Container Images Release

Deepgram Self-Hosted November 2025 Release (251118)

Container Images (release 251118)

  • quay.io/deepgram/self-hosted-api:release-251118

    • Equivalent image to:
      • quay.io/deepgram/self-hosted-api:1.169.0
  • quay.io/deepgram/self-hosted-engine:release-251118

    • Equivalent image to:

      • quay.io/deepgram/self-hosted-engine:3.104.10
    • Minimum required NVIDIA driver version: >=570.172.08

  • quay.io/deepgram/self-hosted-license-proxy:release-251118

    • Equivalent image to:
      • quay.io/deepgram/self-hosted-license-proxy:1.9.2
  • quay.io/deepgram/self-hosted-billing:release-251118

    • Equivalent image to:
      • quay.io/deepgram/self-hosted-billing:1.12.1

This Release Contains The Following Changes

  • Expands Nova-3 Monolingual Language Support — Nova-3 now supports 11 additional languages, bringing stronger accuracy and contextual understanding across:

    • Eastern Europe and Eurasia: Bulgarian (bg), Czech (cs), Hungarian (hu), Polish (pl), Russian (ru), Ukrainian (uk)
    • Nordics and Baltics: Finnish (fi)
    • South Asia: Hindi (hi)
    • East Asia: Japanese (ja), Korean (ko, ko-KR)
    • Southeast Asia: Vietnamese (vi)

    Learn more in our announcement blog.

  • Adds 36-Language Detection Model — Adds support for a new language detection model that handles 36 languages. This feature requires enabling the use_v2_language_detection feature flag in the Engine TOML configuration. Language detection is available for pre-recorded audio only. Learn more in the language detection documentation.

  • Updates Status Endpoint — Updates the /v1/status endpoint to better reflect node startup and runtime state, preventing false Critical reports when the API starts before an Engine driver is ready. See the status endpoint documentation for the new status flow:

    • Initializing — Reported during node startup; transitions to Ready once initialization completes.
    • Ready — The node can service requests; transitions to Healthy after enough successful requests, or Critical if errors occur.
    • Healthy — Sustained success; can transition to Critical if failures arise.
    • Critical — Indicates node failures; can recover back to Ready once node can service requests again.
  • Enhances API Graceful Shutdown — Resolves an issue where the API container would not properly wait for outstanding work to complete before shutting down. The graceful shutdown period now defaults to approximately 10 minutes.

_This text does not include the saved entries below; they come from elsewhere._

PR #9421, opened 2020-11-23
SDK: Strongly-Typed Data Sources & Resources

tombuildsstuff:
This PR introduces an SDK for strongly-typed Data Sources and Resources - allowing the use of native Go types for creating Terraform Resources.

---

A quick note to passers-by: this is more of a prototype than ready for production usage, but will likely form the foundation for Terraform Resources going forward.

---

There's several components to this Pull Request:

1. Introduction of "Typed" Data Sources and Resources
	* Introduces the "DataSource" and "Resource" interfaces which remove the ambiguous use of `interface{}` in favour of typed objects - meaning we can rely on higher-level types rather than casting in every resource.
	* A shim layer exists between the Terraform Plugin SDK and these resources, meaning we can lean on each as it's useful (for example, Tooling can build on top of the "DataSource" and "Resource" interfaces, rather than assuming the implementation)
	* This allows a significant amount of code reduction - introducing some Conventions to do so (for example, automatically calling Read after Create/Update, ensuring that Contexts are automatically configured wrapped with a deadline)

2. Introduction of Encode and Decode functions - to enable encoding/decoding values from the Terraform State from/to a native Go struct
	* Ultimately this allows for `hcl` tags to be defined twice (in the schema and the Go struct) - rather than 5/6 times at present (one time per schema, and once per CRUD method)
	* This will enable us (in a follow up PR/commit) to enable unit testing to catch type/serialization errors by confirming that the `hcl` values in the struct tags exist in the schema
	* This also allows us to lean more heavily on the compiler and tooling (such as refactoring tooling) rather than find+replacing magic-strings.

3. Fixing up the Provider Registration and associated Tooling to support both Typed (new) and Untyped (existing) resources

Notably the Typed Resources which are being introduced enable falling back to mutating `ResourceData` directly (for example to call `HasChanges` in an update function) - so this is a wrapper rather than an outright replacement.

For the purposes of completeness I've reimplemented the Resource Group resource using this new SDK (you can find it in the Readme, I've pulled it out of the history) and the tests for that resource pass 👍🏻

---

As mentioned above, at this point in time this is still a prototype, so whilst there's a bunch of tests there's almost certainly some bugs too - as such new functionality should still be built using the Terraform Plugin SDK directly at this time.

As such whilst we don't plan to accept external PR's using this new SDK at this time - we're hoping to enable doing so in the coming weeks - at the same time we'll look to add more documentation to solve #2688 too.


azurerm/internal/sdk/logger_console.go
```diff
@@ -0,0 +1,33 @@
...
+// Warn prints out a message prefixed with `[WARN]` formatted verbatim
+func (ConsoleLogger) Warn(message string) {
+	log.Print(message)
+}
+
+// Warnf prints out a message prefixed with `[WARN]` formatted
+// with the specified arguments
+func (ConsoleLogger) Warnf(format string, args ...interface{}) {
+	log.Print(fmt.Sprintf(format, args...))
+}
```
tombuildsstuff, line 33: actually these all need to be fixed

azurerm/internal/services/resource/parse/group.go
```diff
@@ -0,0 +1,45 @@
...
+	return ResourceGroupId{
+		SubscriptionId: subscriptionId,
+		Name:           name,
+	}
+}
+
+func ResourceGroupID(input string) (*ResourceGroupId, error) {
+	id, err := azure.ParseAzureResourceID(input)
+	if err != nil {
+		return nil, fmt.Errorf("[ERROR] Unable to parse Resource Group ID %q: %+v", input, err)
```
jackofallops, line 29:
```suggestion
		return nil, fmt.Errorf("unable to parse Resource Group ID %q: %+v", input, err)
```

azurerm/internal/sdk/resource_encode.go
```diff
@@ -0,0 +1,142 @@
...
+				iv := fieldVal.Int()
+				debugLogger.Infof("Setting %q to %d", tfschemaTag, iv)
+
+				output[tfschemaTag] = iv
+
+			case reflect.Float32, reflect.Float64:
+				fv := fieldVal.Float()
+				debugLogger.Infof("Setting %q to %f", tfschemaTag, fv)
+
+				output[tfschemaTag] = fv
```
jackofallops, line 62:
```suggestion
				debugLogger.Infof("Setting %q to %d", tfschemaTag, iv)
				output[tfschemaTag] = iv

			case reflect.Float32, reflect.Float64:
				fv := fieldVal.Float()
				debugLogger.Infof("Setting %q to %f", tfschemaTag, fv)
				output[tfschemaTag] = fv
```

jackofallops (approved):
Hi @tombuildsstuff / @mbfrahry - Couple really minor comments, but otherwise LGTM 👍

azurerm/internal/services/resource/parse/group.go
tombuildsstuff: this'll get replaced with a generated version shortly, so I'm going to suggest we wait until then for that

  • Improves Address Formatting — Improves formatting for street numbers in addresses.

  • Improves Aura-2 Latency Consistency — Improves latency consistency for Aura-2 text-to-speech requests.

  • Deprecates Legacy Intelligence Features — Legacy Intelligence features (analyze_sentiment=true, detect_topics=true, summarize=v1, and summarize=true v1 structure) are now deprecated in favor of newer versions. Requests using these parameters will return HTTP 400 errors. Migration guidance:

    • analyze_sentiment=true → use sentiment=true
    • detect_topics=true → use topics=true
    • summarize=v1 → use summarize=true or summarize=v2

    See the Speech-to-Text changelog for more details.

  • Includes General Improvements — Keeps our software up-to-date.